Work task:
This task is to restate all of the entries exactly.

Dataset entries

PR #474, opened 2017-07-31
Fix reorder

ElectricMaxxx:
Server Side Fix for https://github.com/symfony-cmf/tree-browser-bundle/issues/153

### DIFF
--- a/src/Controller/TreeController.php
+++ b/src/Controller/TreeController.php
@@ -102,6 +102,10 @@ class TreeController extends Controller
             return new JsonResponse(array('Parameters parent, dropped and target has to be set to reorder.'), Response::HTTP_BAD_REQUEST);
         }
 
+        if (in_array($position, ['over', 'child'])) {
+            return new JsonResponse(array('Can not resort into a collection.'), Response::HTTP_BAD_REQUEST);
+        }
+
         $before = 'before' == $position;
         $parentNode = $this->session->getNode($parentPath);
         $targetName = PathHelper::getNodeName($targetPath);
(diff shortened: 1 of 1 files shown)


src/Controller/TreeController.php
```diff
@@ -102,6 +102,10 @@ public function reorderAction(Request $request)
             return new JsonResponse(array('Parameters parent, dropped and target has to be set to reorder.'), Response::HTTP_BAD_REQUEST);
         }
 
+        if (in_array($position, array('over', 'child'))) {
+            return new JsonResponse(array('Can not resort into a collection.'), Response::HTTP_BAD_REQUEST);
```
greg0ire: Is "resort" really what you mean here? http://www.wordreference.com/enfr/resort
the name of the action is "reorder" BTW

ElectricMaxxx: i mean "reorder", and that should be done, when position is `before` or `after` a node. Reorder will interally set the position property of a node collection.

ElectricMaxxx: now i see your issue, i am not that good in wording, even in my home language :-) So what do i mean, based on the description before?

greg0ire: Then use reorder in the message please

ElectricMaxxx: thanks. BTW: this route will be removed, when `resources-rest-bundle` provides a PATCH route  on our position.

ElectricMaxxx:
i will load that code into our sandbox and see it working before merging and releasing.

ElectricMaxxx:
i excluded that call on client side, but whanted to have the backend fail safe.

PR #477, opened 2017-08-04
Don't merge, proof PR : Fix travis wait

greg0ire:


greg0ire:
The issue with this solution is that it makes logs very shitty. Should be used very sparingly.

greg0ire:
better solution: #479

PR #482, opened 2017-08-05
Stop testing Sonata 2.x

greg0ire:
Sonata 2 is no longer maintained.


ElectricMaxxx:
We should mention, that we also stop to support Sonata 2.x

greg0ire:
Let's do that in another PR, ok?

PR #489, opened 2017-08-23
Fix tree root node

EmmanuelVella:
## Changelog

```markdown
### Fixed
- Missing root_node parameter in cmfTree options
```

## Subject

Hi ! I try to update to cmf 2.0. I'm not comfortable with the tree JS, but I think there is an issue with the cmfTree root_node parameter. Here are the results before/after the fix :

| Before  | After |
| ------------- | ------------- |
| before | after |

### DIFF
--- a/src/Resources/views/Tree/tree.html.twig
+++ b/src/Resources/views/Tree/tree.html.twig
@@ -24,11 +24,11 @@ file that was distributed with this source code.
 <script type="text/javascript">
     var apiGetTemplate = '{{ path('_cmf_get_resource', {
         repositoryName: repository_name,
-        root_node: root_node,
         path: '__path__'
     }|merge(routing_default_values)) }}';
     jQuery(function($) {
         $('#tree').cmfTree({
+            root_node: '{{ root_node }}',
             request: {
                 load: function (nodePath) {
                     return {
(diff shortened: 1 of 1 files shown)


EmmanuelVella:
ping @ElectricMaxxx

src/Resources/views/Tree/tree.html.twig
```diff
@@ -24,11 +24,11 @@ file that was distributed with this source code.
 <script type="text/javascript">
     var apiGetTemplate = '{{ path('_cmf_get_resource', {
         repositoryName: repository_name,
-        root_node: root_node,
```
ElectricMaxxx: I think we still need that node here, isn't it?

EmmanuelVella: I don't think so, the route and the controller do not use it : 
https://github.com/symfony-cmf/resource-rest-bundle/blob/039884f80d2864f6457da5988801ae42cad439a9/src/Resources/config/routing.yml#L17
https://github.com/symfony-cmf/resource-rest-bundle/blob/master/src/Controller/ResourceController.php#L68

ElectricMaxxx: now it makes sense, sorry i was sleeping. Can you remove it in Line 43, too. best would be to use `apiGetTemplate.replace('__path__', sourcePath),` there.

EmmanuelVella: Done !

dbu:
thank you!

PR #491, opened 2017-08-29
Remove exceptions from phpunit whitelist

jordisala1991:
I am targeting this branch, because this is pedantic.

## Subject

I think coverage is not calculated correctly, lets see

### DIFF
--- a/phpunit.xml.dist
+++ b/phpunit.xml.dist
@@ -12,21 +12,26 @@
          bootstrap="Tests/bootstrap.php"
 >
     <testsuites>
-        <testsuite name="PHPCR Util Test Suite">
-            <directory>./Tests/</directory>
+        <testsuite name="SonataDoctrinePHPCRAdminBundle Test Suite">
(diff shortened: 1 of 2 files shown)


phpunit.xml.dist
```diff
@@ -12,21 +12,26 @@
          bootstrap="Tests/bootstrap.php"
 >
     <testsuites>
-        <testsuite name="PHPCR Util Test Suite">
-            <directory>./Tests/</directory>
+        <testsuite name="DashboardBundle Test Suite">
```
OskarStark: wrong name

OskarStark:
@ElectricMaxxx how do we proceed with version eye? can we whitelist the license?

dbu:
regarding version eye i have no idea how to tell it that we are ok with depending on PHP in a PHP project :-( i clicked around in the GUI but did not even find sonata in the projects list.

OskarStark:
Thank you for checking this @dbu 👍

Your solution:
PR #474, opened 2017-07-31
Fix reorder

ElectricMaxxx:
Server Side Fix for https://github.com/symfony-cmf/tree-browser-bundle/issues/153

### DIFF
--- a/src/Controller/TreeController.php
+++ b/src/Controller/TreeController.php
@@ -102,6 +102,10 @@ class TreeController extends Controller
             return new JsonResponse(array('Parameters parent, dropped and target has to be set to reorder.'), Response::HTTP_BAD_REQUEST);
         }
 
+        if (in_array($position, ['over', 'child'])) {
+            return new JsonResponse(array('Can not resort into a collection.'), Response::HTTP_BAD_REQUEST);
+        }
+
         $before = 'before' == $position;
         $parentNode = $this->session->getNode($parentPath);
         $targetName = PathHelper::getNodeName($targetPath);
(diff shortened: 1 of 1 files shown)


src/Controller/TreeController.php
```diff
@@ -102,6 +102,10 @@ public function reorderAction(Request $request)
             return new JsonResponse(array('Parameters parent, dropped and target has to be set to reorder.'), Response::HTTP_BAD_REQUEST);
         }
 
+        if (in_array($position, array('over', 'child'))) {
+            return new JsonResponse(array('Can not resort into a collection.'), Response::HTTP_BAD_REQUEST);
```
greg0ire: Is "resort" really what you mean here? http://www.wordreference.com/enfr/resort
the name of the action is "reorder" BTW

ElectricMaxxx: i mean "reorder", and that should be done, when position is `before` or `after` a node. Reorder will interally set the position property of a node collection.

ElectricMaxxx: now i see your issue, i am not that good in wording, even in my home language :-) So what do i mean, based on the description before?

greg0ire: Then use reorder in the message please

ElectricMaxxx: thanks. BTW: this route will be removed, when `resources-rest-bundle` provides a PATCH route  on our position.

ElectricMaxxx:
i will load that code into our sandbox and see it working before merging and releasing.

ElectricMaxxx:
i excluded that call on client side, but whanted to have the backend fail safe.

PR #477, opened 2017-08-04
Don't merge, proof PR : Fix travis wait

greg0ire:


greg0ire:
The issue with this solution is that it makes logs very shitty. Should be used very sparingly.

greg0ire:
better solution: #479

PR #482, opened 2017-08-05
Stop testing Sonata 2.x

greg0ire:
Sonata 2 is no longer maintained.


ElectricMaxxx:
We should mention, that we also stop to support Sonata 2.x

greg0ire:
Let's do that in another PR, ok?

PR #489, opened 2017-08-23
Fix tree root node

EmmanuelVella:
## Changelog

```markdown
### Fixed
- Missing root_node parameter in cmfTree options
```

## Subject

Hi ! I try to update to cmf 2.0. I'm not comfortable with the tree JS, but I think there is an issue with the cmfTree root_node parameter. Here are the results before/after the fix :

| Before  | After |
| ------------- | ------------- |
| before | after |

### DIFF
--- a/src/Resources/views/Tree/tree.html.twig
+++ b/src/Resources/views/Tree/tree.html.twig
@@ -24,11 +24,11 @@ file that was distributed with this source code.
 <script type="text/javascript">
     var apiGetTemplate = '{{ path('_cmf_get_resource', {
         repositoryName: repository_name,
-        root_node: root_node,
         path: '__path__'
     }|merge(routing_default_values)) }}';
     jQuery(function($) {
         $('#tree').cmfTree({
+            root_node: '{{ root_node }}',
             request: {
                 load: function (nodePath) {
                     return {
(diff shortened: 1 of 1 files shown)


EmmanuelVella:
ping @ElectricMaxxx

src/Resources/views/Tree/tree.html.twig
```diff
@@ -24,11 +24,11 @@ file that was distributed with this source code.
 <script type="text/javascript">
     var apiGetTemplate = '{{ path('_cmf_get_resource', {
         repositoryName: repository_name,
-        root_node: root_node,
```
ElectricMaxxx: I think we still need that node here, isn't it?

EmmanuelVella: I don't think so, the route and the controller do not use it : 
https://github.com/symfony-cmf/resource-rest-bundle/blob/039884f80d2864f6457da5988801ae42cad439a9/src/Resources/config/routing.yml#L17
https://github.com/symfony-cmf/resource-rest-bundle/blob/master/src/Controller/ResourceController.php#L68

ElectricMaxxx: now it makes sense, sorry i was sleeping. Can you remove it in Line 43, too. best would be to use `apiGetTemplate.replace('__path__', sourcePath),` there.

EmmanuelVella: Done !

dbu:
thank you!

PR #491, opened 2017-08-29
Remove exceptions from phpunit whitelist

jordisala1991:
I am targeting this branch, because this is pedantic.

## Subject

I think coverage is not calculated correctly, lets see

### DIFF
--- a/phpunit.xml.dist
+++ b/phpunit.xml.dist
@@ -12,21 +12,26 @@
          bootstrap="Tests/bootstrap.php"
 >
     <testsuites>
-        <testsuite name="PHPCR Util Test Suite">
-            <directory>./Tests/</directory>
+        <testsuite name="SonataDoctrinePHPCRAdminBundle Test Suite">
(diff shortened: 1 of 2 files shown)


phpunit.xml.dist
```diff
@@ -12,21 +12,26 @@
          bootstrap="Tests/bootstrap.php"
 >
     <testsuites>
-        <testsuite name="PHPCR Util Test Suite">
-            <directory>./Tests/</directory>
+        <testsuite name="DashboardBundle Test Suite">
```
OskarStark: wrong name

OskarStark:
@ElectricMaxxx how do we proceed with version eye? can we whitelist the license?

dbu:
regarding version eye i have no idea how to tell it that we are ok with depending on PHP in a PHP project :-( i clicked around in the GUI but did not even find sonata in the projects list.

OskarStark:
Thank you for checking this @dbu 👍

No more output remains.